他无暇细思,手掌已贴上父亲后背。那缕珍贵的“金光血气”渡入杨如风体内。
“呃!”杨如风涣散的眼眸骤然睁大!那原本如同风中残烛的生命之火,仿佛被注入一股蓬勃炽热的活力,竟猛地重新燃烧起来!
“嗬——”他长长吸了一口气,原本死灰般的脸色竟恢复了一丝血色,仿佛从无边地狱被硬生生拉回人间!
他感受着体内那股温暖而充满生机的奇异力量,眼中满是震撼:“这…这是何等力量?竟比那‘仙丹’还要神异……”
见父亲气息稳住,面色惨白如纸的杨逸,终于长长松了口气。
“别说话,凝神调息。”他声音虚弱,却带着不容置疑的意味。
王诗语紧紧捂住嘴,泪水决堤般涌出,却不敢发出丝毫声音,生怕打扰了儿子和丈夫。
一刻钟后,眼窝凹陷,面上再无半分血色的杨逸,才不情愿地收回手掌。刚一直起身,便眼前一黑,踉跄了一下。

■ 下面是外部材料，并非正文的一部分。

PR #1169, opened 2020-11-30
added byline to the analytics export

takeit:
## Proposed Changes

  - show `byline` field in the analytics reports

License: AGPLv3


takeit:
The failing tests are not related to those changes. It will be fixed in another PR.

“逸儿!”王诗语急忙扶住儿子,她的手臂比杨逸颤抖得还要厉害。
“母亲放心…我没事,休息片刻便好…父亲也已无碍。”杨逸勉强挤出一个宽慰的笑容。
王诗语只能含泪点头,示意他别再说话。
就在这时,解决了外围敌人的张铁牛终于姗姗来迟的赶回后院。